Poster Presentation Annual Meetings of the Endocrine Society of Australia and Society for Reproductive Biology and Australia and New Zealand Bone and Mineral Society 2016

Monosodium urate crystal-induced inflammation promotes osteocyte expression of pro-resorptive and inflammatory mediators: implications for erosive gout (#298)

Ashika Chhana 1 , Mei Lin Tay 1 , Bregina Pool 1 , Karen E Callon 1 , David Musson 1 , Dorit Naot 1 , Greg Gamble 1 , Jillian Cornish 1 , Nicola Dalbeth 1
  1. University of Auckland, Auckland, N/A, New Zealand

Background:  Gout is caused by the interactions between monosodium urate (MSU) crystals and immune cells.  Bone erosion in advanced gout is associated with tophi; lesions comprising of inflammatory cells surrounding collections of MSU crystals, often observed in subchondral bone.  This study investigated the direct effects of MSU crystals and indirect effects of MSU crystal-induced inflammation on osteocyte gene expression in vitro.
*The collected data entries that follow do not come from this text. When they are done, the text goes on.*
PR #1432, opened 2015-02-11
MULE-8306: Add a ResourceReleaser interface in order to allow the artifa...

marcosnc:
...cts (applications and domains) to perform cleanup tasks, in particular to deregister DB drivers from DriverManager when the artifact is disposed.

### DIFF
--- a/modules/launcher/src/main/java/org/mule/module/launcher/MuleSharedDomainClassLoader.java
+++ b/modules/launcher/src/main/java/org/mule/module/launcher/MuleSharedDomainClassLoader.java
@@ -84,6 +84,15 @@ public class MuleSharedDomainClassLoader extends AbstractArtifactClassLoader imp
         }
     }
 
+    /**
+     * For testing purposes
+     */
+    protected MuleSharedDomainClassLoader(ClassLoader parent)
+    {
+        super(new URL[0], parent);
+        domain = null;
+    }
+
     @Override
     public String toString()
     {
--- a/modules/launcher/src/main/java/org/mule/module/launcher/artifact/AbstractArtifactClassLoader.java
+++ b/modules/launcher/src/main/java/org/mule/module/launcher/artifact/AbstractArtifactClassLoader.java
@@ -9,7 +9,9 @@ package org.mule.module.launcher.artifact;
 import org.mule.module.launcher.DirectoryResourceLocator;
 import org.mule.module.launcher.FineGrainedControlClassLoader;
 import org.mule.module.launcher.LocalResourceLocator;
+import org.mule.util.IOUtils;
 
+import java.io.InputStream;
 import java.net.URL;
 import java.util.ArrayList;
 import java.util.Collections;
@@ -24,11 +26,16 @@ import org.apache.commons.logging.LogFactory;
  */
 public abstract class AbstractArtifactClassLoader extends FineGrainedControlClassLoader implements ArtifactClassLoader
 {
+
+    private static final String DEFAULT_RESOURCE_RELEASER_CLASS_LOCATION = "/org/mule/module/launcher/artifact/DefaultResourceReleaser.class";
+
     protected Log logger = LogFactory.getLog(getClass());
 
     protected List<ShutdownListener> shutdownListeners = new ArrayList<ShutdownListener>();
 
     private LocalResourceLocator localResourceLocator;
+
+    private String resourceReleaserClassLocation = DEFAULT_RESOURCE_RELEASER_CLASS_LOCATION;
 
     public AbstractArtifactClassLoader(URL[] urls, ClassLoader parent)
     {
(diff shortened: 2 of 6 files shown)


modules/launcher/src/main/java/org/mule/module/launcher/MuleSharedDomainClassLoader.java
```diff
@@ -84,6 +84,15 @@ public MuleSharedDomainClassLoader(String domain, ClassLoader parent)
         }
     }
 
+    /**
+     * For testing purposes
+     */
+    protected MuleSharedDomainClassLoader(ClassLoader parent)
```
pablokraan: Adding things "for testing purposes" is not a good idea, even worst when you add a constructor that creates an incomplete/invalid instance

modules/launcher/src/main/java/org/mule/module/launcher/artifact/AbstractArtifactClassLoader.java
```diff
@@ -60,9 +67,32 @@ public void dispose()
...
+        try
+        {
+            InputStream classStream = this.getClass().getResourceAsStream(resourceReleaserClassLocation);
+            byte[] classBytes = IOUtils.toByteArray(classStream);
+            Class clazz = this.defineClass(null, classBytes, 0, classBytes.length);
+            return (ResourceReleaser) clazz.newInstance();
+        }
+        catch (Exception e)
+        {
+            throw new RuntimeException("Can not create resource releaser instance of type: " + resourceReleaserClassLocation, e);
```
pablokraan: "instance of type" -> "instance from resource"

modules/launcher/src/main/java/org/mule/module/launcher/artifact/DefaultResourceReleaser.java
```diff
@@ -0,0 +1,45 @@
...
+
+    private Logger logger = LoggerFactory.getLogger(getClass());
+
+    @Override
+    public void release()
+    {
+        deregisterDrivers();
+    }
+
+    private void deregisterDrivers()
```
pablokraan: Rename to deregisterJdbcDrivers

modules/launcher/src/main/java/org/mule/module/launcher/artifact/DefaultResourceReleaser.java
```diff
@@ -0,0 +1,45 @@
...
+        {
+            Driver driver = drivers.nextElement();
+            try
+            {
+                logger.debug("Deregistering driver: " + driver.getClass());
+                DriverManager.deregisterDriver(driver);
+            }
+            catch (Exception e)
+            {
+                logger.warn("Can not deregister driver: " + driver.getClass(), e);
```
pablokraan: Showing the exception here will add noise to the log because user will be probably unable to change anything to fix it. Maybe the exception could be added when DEBUG level is enabled only.

modules/launcher/src/main/java/org/mule/module/launcher/artifact/ResourceReleaser.java
```diff
@@ -0,0 +1,23 @@
...
+/**
+ * Implementations of this class should take care about resources that may leak memory after application undeployment.
+ * Mule ensures to create an instance of this class with the same class loader that loaded the application resources
+ * in order to ensure the access to them.
+ */
+public interface ResourceReleaser
+{
+
+    /**
+     * This method will be called as part of the application undeployment.
```
pablokraan: "This method will be called as part of the application undeployment." -> "Attempts to release, during a {@link Artifact} undeployment, resouces that were not explicilty released and could cause a memory leak"

modules/launcher/src/main/java/org/mule/module/launcher/artifact/ResourceReleaser.java
```diff
@@ -0,0 +1,23 @@
...
+     * No exceptions should be thrown due to any issues while cleaning resources are not related to the application
+     * itself but with resource housekeeping.
+     */
+    void release();
```
pablokraan: It could be better to wrap calls to release method inside a try/catch instead of relying on the javadoc

modules/launcher/src/test/java/org/mule/module/launcher/ResourceReleaserTestCase.java
```diff
@@ -0,0 +1,108 @@
...
+
+    private void ensureResourceReleaserIsCreatedByCorrectClassLoader(AbstractArtifactClassLoader classLoader) throws Exception
+    {
+        assertThat(classLoader.getClass().getClassLoader(), is(Thread.currentThread().getContextClassLoader()));
+        classLoader.setResourceReleaserClassLocation(TEST_RESOURCE_RELEASER_CLASS_LOCATION);
+        classLoader.dispose();
+
+        // We must call the getClassLoader method from TestResourceReleaser dynamically in order to not load the
+        // class by the current class loader, if not a java.lang.LinkageError is raised.
+        ResourceReleaser resourceReleaserInstance = ((KeepResourceReleaserInstance)classLoader).getResourceReleaserInstance();
```
pablokraan: fix code style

Methods:  For the direct assays, MSU crystals (0.1mg/mL) were added to MLO-Y4 osteocyte-like cells for 1h, 6h and 24h.  For the indirect assays, RAW264.7 macrophage-like cells were cultured with MSU crystals (0.5mg/mL) for 24h and conditioned media harvested and filtered.  The MSU crystal-exposed conditioned media or conditioned media from untreated RAW264.7 cells (control) was added to MLO-Y4 cultures (40%) for 1h, 6h and 24h.  Changes in MLO-Y4 gene expression were examined using real-time PCR.  The relationship between osteocytes, MSU crystals and macrophages in erosive gout was examined by polarizing light microscopy and CD68 immunohistochemistry in joint samples obtained from cadaveric donors with crystal-proven gout.

Results:  In direct assays, MSU crystals alone did not change E11, connexin43, ORP150, osteocalcin, RANKL or OPG expression in MLO-Y4 cells.  Expression of inflammatory mediators was also unchanged.  In contrast, addition of conditioned media from MSU crystal-exposed RAW264.7 cells increased E11, connexin43 and RANKL expression, and reduced OPG expression in MLO-Y4 cells.  Upregulated expression of inflammatory genes IL-1β, IL-6, IL-8, IL-11, TNF-α and cyclooxygenase-2 was also observed.  In histological analysis of joint samples affected by gout, numerous CD68+ macrophages and MSU crystals were identified in proximity to osteocytes within bone.                  

Conclusions: MSU crystals do not directly affect osteocyte-related gene expression.  However, inflammation resulting from interactions between MSU crystals and immune cells may increase osteocyte expression of pro-resorptive and inflammatory mediators, which may affect local bone remodeling in joints affected by gout.